◆ Provided data
PR #415, opened 2019-09-17
Move client logic to SdrClient

jcoyne:
## Why was this change made?

Keep logic out of the controller. This makes the client code reusable for shelving (TBD)

n/a

### DIFF
--- a/spec/controllers/sdr_controller_spec.rb
+++ b/spec/controllers/sdr_controller_spec.rb
@@ -63,10 +63,10 @@ RSpec.describe SdrController do
 
     context 'URI encoding' do
       let(:filename_with_spaces) { 'filename with spaces' }
-      let(:uri_encoded_filename) { URI.encode(filename_with_spaces) }
+      let(:cgi_escaped_filename) { CGI.escape(filename_with_spaces) }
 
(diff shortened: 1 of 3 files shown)


spec/controllers/sdr_controller_spec.rb
```diff
@@ -63,10 +63,10 @@
 
     context 'URI encoding' do
       let(:filename_with_spaces) { 'filename with spaces' }
-      let(:uri_encoded_filename) { URI.encode(filename_with_spaces) }
+      let(:cgi_escaped_filename) { CGI.escape(filename_with_spaces) }
```
jcoyne: `URI.encode` is deprecated

mjgiarlo: @jcoyne These produce different values depending on the input, e.g.:

```ruby
2.5.3 :001 > URI.encode('/foo/bar with spaces.txt')
 => "/foo/bar%20with%20spaces.txt" 
2.5.3 :002 > CGI.escape('/foo/bar with spaces.txt')
 => "%2Ffoo%2Fbar+with+spaces.txt" 
```

I guess it doesn't matter, though, given how it's being used in this spec?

◆ What to work on
Copy out every line in the records where the word "controllers" is found.

◆ Exercise result
--- a/spec/controllers/sdr_controller_spec.rb
+++ b/spec/controllers/sdr_controller_spec.rb
spec/controllers/sdr_controller_spec.rb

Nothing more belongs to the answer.